_Prompt:_
Filter the records below for the word "Remove". Keep each line that has it.

_Record excerpts:_
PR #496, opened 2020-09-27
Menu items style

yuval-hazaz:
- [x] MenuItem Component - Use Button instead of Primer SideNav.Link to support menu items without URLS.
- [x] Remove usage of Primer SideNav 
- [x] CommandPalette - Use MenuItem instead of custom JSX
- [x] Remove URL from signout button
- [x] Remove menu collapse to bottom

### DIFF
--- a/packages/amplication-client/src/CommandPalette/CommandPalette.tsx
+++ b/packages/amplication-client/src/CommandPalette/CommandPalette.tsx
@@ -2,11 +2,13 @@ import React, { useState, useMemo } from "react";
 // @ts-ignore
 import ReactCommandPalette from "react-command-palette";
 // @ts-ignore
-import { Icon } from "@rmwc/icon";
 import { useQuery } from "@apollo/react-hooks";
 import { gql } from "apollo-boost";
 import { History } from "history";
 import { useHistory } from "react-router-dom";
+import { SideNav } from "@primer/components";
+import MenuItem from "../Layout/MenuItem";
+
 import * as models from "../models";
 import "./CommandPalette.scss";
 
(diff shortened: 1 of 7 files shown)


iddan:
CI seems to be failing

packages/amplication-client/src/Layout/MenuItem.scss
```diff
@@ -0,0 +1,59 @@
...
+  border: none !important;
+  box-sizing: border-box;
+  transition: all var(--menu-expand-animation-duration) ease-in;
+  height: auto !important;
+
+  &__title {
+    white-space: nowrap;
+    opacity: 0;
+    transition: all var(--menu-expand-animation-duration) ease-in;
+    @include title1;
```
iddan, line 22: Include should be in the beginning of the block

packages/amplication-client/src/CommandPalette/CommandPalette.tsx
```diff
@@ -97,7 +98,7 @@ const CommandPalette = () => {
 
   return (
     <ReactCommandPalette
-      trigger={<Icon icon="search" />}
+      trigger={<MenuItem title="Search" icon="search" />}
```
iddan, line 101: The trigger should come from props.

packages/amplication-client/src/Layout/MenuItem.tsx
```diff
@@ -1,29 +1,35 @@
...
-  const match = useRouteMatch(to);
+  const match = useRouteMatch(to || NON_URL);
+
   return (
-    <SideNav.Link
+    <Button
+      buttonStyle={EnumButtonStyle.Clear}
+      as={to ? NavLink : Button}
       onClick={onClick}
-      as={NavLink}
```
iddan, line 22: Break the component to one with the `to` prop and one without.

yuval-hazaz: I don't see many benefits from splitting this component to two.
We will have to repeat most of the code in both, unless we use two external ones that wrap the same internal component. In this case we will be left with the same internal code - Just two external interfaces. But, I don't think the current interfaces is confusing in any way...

---

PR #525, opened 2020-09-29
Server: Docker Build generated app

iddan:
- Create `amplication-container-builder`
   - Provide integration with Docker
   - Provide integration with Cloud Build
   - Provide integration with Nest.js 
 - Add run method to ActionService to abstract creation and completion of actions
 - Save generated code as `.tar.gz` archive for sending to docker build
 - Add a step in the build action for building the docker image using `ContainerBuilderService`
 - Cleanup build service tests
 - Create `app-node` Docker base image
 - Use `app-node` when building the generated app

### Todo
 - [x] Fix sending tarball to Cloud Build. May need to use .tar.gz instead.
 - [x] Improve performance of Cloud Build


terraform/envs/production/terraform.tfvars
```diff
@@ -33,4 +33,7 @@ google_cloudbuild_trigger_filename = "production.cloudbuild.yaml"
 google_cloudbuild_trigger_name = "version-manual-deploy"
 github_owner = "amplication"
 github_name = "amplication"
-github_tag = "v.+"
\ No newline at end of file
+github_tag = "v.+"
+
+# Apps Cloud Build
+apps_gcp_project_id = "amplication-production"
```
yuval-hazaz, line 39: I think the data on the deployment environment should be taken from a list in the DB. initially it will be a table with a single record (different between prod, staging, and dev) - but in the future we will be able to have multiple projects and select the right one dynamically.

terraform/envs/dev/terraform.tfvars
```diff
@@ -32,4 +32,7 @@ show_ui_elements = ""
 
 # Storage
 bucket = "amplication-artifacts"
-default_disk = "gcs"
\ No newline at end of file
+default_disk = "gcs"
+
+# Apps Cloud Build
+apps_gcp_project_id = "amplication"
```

_Answer for this exercise:_
- [x] Remove usage of Primer SideNav 
- [x] Remove URL from signout button
- [x] Remove menu collapse to bottom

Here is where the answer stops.